Shu Wen Ng, University of North Carolina at Chapel Hill, USA
Dr Ng has been central to efforts to evaluate the impact of food taxes for almost a decade, and has most recently been working evaluating the impact of food subsidy and financial incentive programmes. In her Food Thinkers, she will take us through the options for pricing policies that increase the price of unhealthy beverages and foods (e.g., taxation, tariffs) or to decrease the price of healthier beverages and foods (e.g., subsidies, cash transfers) to improve diets. She will set out the growing global evidence around how, when and what about these policies seem to work ‘better’ in improving diets and longer-term health. Her talk will provide some examples from across the globe that show how these solutions may be possible. Although there are still many unknowns about the design, targeting, level, sequencing, integration, and implementation of pricing policies, there is already clear evidence that health taxes—particularly sugar drink taxes—are cost-effective. Meanwhile, the evidence on healthy incentives is starting to grow. Dr Ng will show that it is particularly critical to consider the context when designing effective pricing policies. If well-designed and implemented, she will make the case they can achieve the goals of reducing consumption of unhealthy beverages and foods, improving dietary quality, narrowing existing nutritional and health disparities, and encouraging economic and social development. Nonetheless, pricing policies alone will not succeed. Political will to prioritize well-being, protections against industry interference, and public buy-in are necessary alongside additional supportive policy measures such as marketing and labelling regulations. Jurisdictions should consider these pricing policy issues and their contexts carefully, in collaboration with community partners and researchers, to design multi-duty actions and to be prepared for future windows of opportunities to open for policy passage and implementation.

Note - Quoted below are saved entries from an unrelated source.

PR #1756, opened 2015-07-28
RFR: Disable parallel execution of SSH actions

lakshmi-kannan:
* Fabric doesn't behave well with eventlets especially when parallel is
set to True. Parallel basically executes a command on a bunch of hosts.
Parallel uses multiprocessing and calls fork(). We don't understand the
root cause yet. Fabric has other issues as well. So until we use
Paramiko straight and replace our SSH runner, let's disable parallel
SSH execution.

### DIFF
--- a/st2actions/st2actions/bootstrap/runnersregistrar.py
+++ b/st2actions/st2actions/bootstrap/runnersregistrar.py
@@ -156,7 +156,7 @@ RUNNER_TYPES = [
             'parallel': {
                 'description': 'Default to parallel execution.',
                 'type': 'boolean',
-                'default': True,
+                'default': False,
                 'immutable': True
             },
             'sudo': {
@@ -220,7 +220,7 @@ RUNNER_TYPES = [
             'parallel': {
                 'description': 'Default to parallel execution.',
                 'type': 'boolean',
-                'default': True,
+                'default': False,
                 'immutable': True
             },
             'cwd': {


manasdk:
Go for it!

Kami:
Keep in mind that we enabled parallel execution as a work around for another bug.

Kami:
The real solution is to switch away from fabric. This doesn't solve anything, it will simply move from one bug to another.

DoriftoShoes:
We are definitely working on a different ssh runner but I have to ask...what is the other bug?  We've been running with parallel off in the build pipeline since 0.8 and I don't think we have hit it.

manasdk:
Lol ... https://github.com/StackStorm/st2/commit/4e8bdc97a3ae3073057791c873b074dd62128637

manasdk:
> The real solution is to switch away from fabric. 
+1

@lakshmi-kannan is on this already. This was an interim step to hold us for a week or so.

Kami:
@DoriftoShoes It was some kind of IO error IIRC (we used to hit it very often).

If we have indeed been running with parallel disabled on build server, then I'm fine with this is a temporary work around. Although, the question is - are we going to do a minor release with this change or not? 

If we are not going to do it, then it makes little sense to commit this change - we should just to the full runner in a major release :)

DoriftoShoes:
We are going to do a patch release on 0.12, yes.  On Friday I believe.  So this should be cherry picked and applied there also.

lakshmi-kannan:
Ok, I am going to merge this and cherry pick this for 0.12.1 patch release.

Kami:
@DoriftoShoes @lakshmi-kannan Sounds good.

PR #1759, opened 2015-07-28
Unregister rules and aliases if the pack is uninstalled

manasdk:
* Leaving behind rules and action-aliases of a pack when the pack is incorrect.
  Removing all the content is the correct behavior.


Kami:
:+1:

Shu Wen Ng is a health economist and Associate Professor of Nutrition at the Gillings School of Global Public Health at the University of North Carolina in the United States. Her work seeks to understand individual and household-level decisions about dietary behaviours and their health impacts, accounting for the fact that decisions are constrained by monetary, time and biological factors, and are made within a broader environmental or policy context. She uses tools/approaches from economics, epidemiology, sociology and public policy, and collaborates with a mix of disciplinary experts. She is Principal and co-Investigator on several foundation and US NIH studies that use ‘big-data’ on commercial store sales, household purchase, and nutrition label data at the barcode level (scanner data), alongside dietary intake and nutrition databases and policy databases. Analysing such data, Shu Wen has studied how policies such as taxation, subsidies, incentives, front-of-pack labels, and marketing regulations affect consumer purchases, diet, nutrition, and health outcomes across many settings, and how they can help narrow existing nutritional and health disparities. Some of her earlier model-based work contributed to the evidence behind the development of the sugar-sweetened beverage (SSB) taxes in Mexico and the UK, and she has been involved in conducting the impact evaluations of such taxes in Mexico, Berkeley and South Africa. She also co-chaired the US SSB tax evaluation advisory committee and is a member of the UK NIHR funded Soft Drinks Industry Levy evaluation study steering committee. She leads ongoing projects in the United States, South Africa, Jamaica, Barbados, Mexico, and supports projects in Brazil, Colombia, Chile, Peru and China. She also consults for the World Bank, Singapore’s Health Promotion Board and New York City’s Department of Health and Mental Hygiene.
The talk will be followed by an online Q&A session.